A Practical Contrastive Learning Framework for Single-Image Super-Resolution

Gang Wu,Junjun Jiang,Xianming Liu
DOI: https://doi.org/10.1109/TNNLS.2023.3290038
2023-07-17
Abstract:Contrastive learning has achieved remarkable success on various high-level tasks, but there are fewer contrastive learning-based methods proposed for low-level tasks. It is challenging to adopt vanilla contrastive learning technologies proposed for high-level visual tasks to low-level image restoration problems straightly. Because the acquired high-level global visual representations are insufficient for low-level tasks requiring rich texture and context information. In this paper, we investigate the contrastive learning-based single image super-resolution from two perspectives: positive and negative sample construction and feature embedding. The existing methods take naive sample construction approaches (e.g., considering the low-quality input as a negative sample and the ground truth as a positive sample) and adopt a prior model (e.g., pre-trained VGG model) to obtain the feature embedding. To this end, we propose a practical contrastive learning framework for SISR, named PCL-SR. We involve the generation of many informative positive and hard negative samples in frequency space. Instead of utilizing an additional pre-trained network, we design a simple but effective embedding network inherited from the discriminator network which is more task-friendly. Compared with existing benchmark methods, we re-train them by our proposed PCL-SR framework and achieve superior performance. Extensive experiments have been conducted to show the effectiveness and technical contributions of our proposed PCL-SR thorough ablation studies. The code and pre-trained models can be found at <a class="link-external link-https" href="https://github.com/Aitical/PCL-SISR" rel="external noopener nofollow">this https URL</a>.
Computer Vision and Pattern Recognition
What problem does this paper attempt to address?

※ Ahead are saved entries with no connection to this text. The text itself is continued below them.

PR #665, opened 2019-05-08
FIX Catch exceptions while gathering element summary in ElementsInUseReport

robbieaverill:
This can happen if you have invalid width or height attribute values in image shortcodes in your content. It no longer breaks the report, but skips and logs a debug message.

Fixes https://github.com/dnadesign/silverstripe-elemental/issues/664

### DIFF
--- a/src/Reports/ElementsInUseReport.php
+++ b/src/Reports/ElementsInUseReport.php
@@ -3,6 +3,9 @@
 namespace DNADesign\Elemental\Reports;
 
 use DNADesign\Elemental\Models\BaseElement;
+use InvalidArgumentException;
+use Psr\Log\LoggerInterface;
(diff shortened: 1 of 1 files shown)


src/Reports/ElementsInUseReport.php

The paper primarily focuses on addressing issues in the Single Image Super-Resolution (SISR) task, particularly on how to leverage contrastive learning to improve existing SISR methods. Specifically, the paper aims to solve the following key problems: 1. **How to effectively generate positive and negative samples**: Traditional contrastive learning methods face challenges when dealing with low-level vision tasks because directly applying contrastive learning techniques used in high-level vision tasks often fails to capture the rich textures and contextual information required. To address this, the authors propose a new sample generation strategy, including generating multiple information-rich positive samples (by sharpening high-resolution images) and hard-to-distinguish negative samples (by slightly blurring high-resolution images), to encourage the network to learn more details. 2. **How to design a task-appropriate feature embedding network**: Existing methods typically rely on pre-trained VGG networks as feature embedding networks, which may not be ideal because VGG networks tend to extract high-level semantic information rather than task-specific information. Therefore, the paper proposes using the discriminator network in the super-resolution network as the feature embedding network, which is more suitable for the SISR task and can better capture detail changes. 3. **How to apply contrastive learning to the SISR task**: Through the aforementioned sample generation strategy and feature embedding network design, the paper constructs a practical contrastive learning framework (PCL-SR) to improve the quality of SISR results. This framework not only generates multiple positive samples and hard-to-distinguish negative samples but also uses multi-layer intermediate features to calculate contrastive loss, enabling the model to learn useful information at different levels. In summary, the core objective of the paper is to improve the quality of results in the Single Image Super-Resolution task by introducing a new contrastive learning framework, particularly in generating finer and more realistic images.